Dispersal of Deep-Sea Larvae from the Intra-American Seas: Simulations of Trajectories using Ocean Models

Abstract

Using data on ocean circulation with a Lagrangian larval transport model, we modeled the potential dispersal distances for seven species of bathyal invertebrates whose durations of larval life have been estimated from laboratory rearing, MOCNESS plankton sampling, spawning times, and recruitment. Species associated with methane seeps in the Gulf of Mexico and/or Barbados included the bivalve "Bathymodiolus" childressi, the gastropod Bathynerita naticoidea, the siboglinid polychaete tube worm Lamellibrachia luymesi, and the asteroid Sclerasterias tanneri. Non-seep species included the echinoids Cidaris blakei and Stylocidaris lineata from sedimented slopes in the Bahamas and the wood-dwelling sipunculan Phascolosoma turnerae, found in Barbados, the Bahamas, and the Gulf of Mexico. Durations of the planktonic larval stages ranged from 3 weeks in lecithotrophic tubeworms to more than 2 years in planktotrophic starfish.
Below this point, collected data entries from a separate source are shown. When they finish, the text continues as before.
PR #598, opened 2025-03-07
Only use old model for model specs and score checking if ignore_existing_models is set to False

JanMaartenvanDoorn:
- added extra option to model training that will ignore any existing models and will just train a new model.
- added unit test for this new fucntionality

### DIFF
--- a/openstef/pipeline/train_model.py
+++ b/openstef/pipeline/train_model.py
@@ -46,7 +46,7 @@ def train_model_pipeline(
     check_old_model_age: bool,
     mlflow_tracking_uri: str,
     artifact_folder: str,
-    start_with_new_model: bool = False,
+    ignore_existing_models: bool = False,
 ) -> Optional[tuple[pd.DataFrame, pd.DataFrame, pd.DataFrame]]:
     """Middle level pipeline that takes care of all persistent storage dependencies.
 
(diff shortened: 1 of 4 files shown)


openstef/pipeline/train_model.py
```diff
@@ -46,6 +46,7 @@ def train_model_pipeline(
     check_old_model_age: bool,
     mlflow_tracking_uri: str,
     artifact_folder: str,
+    start_with_new_model: bool = False,
```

Planktotrophic sipunculan larvae from the northern Gulf of Mexico were capable of reaching the mid-Atlantic off Newfoundland, a distance of more than 3000 km, during a 7- to 14-month drifting period, but the proportion retained in the Gulf of Mexico varied significantly among years. Larvae drifting in the upper water column often had longer median dispersal distances than larvae drifting for the same amount of time below the permanent thermocline, although the shapes of the distance-frequency curves varied with depth only in the species with the longest larval trajectories. Even species drifting for >2 years did not cross the ocean in the North Atlantic Drift.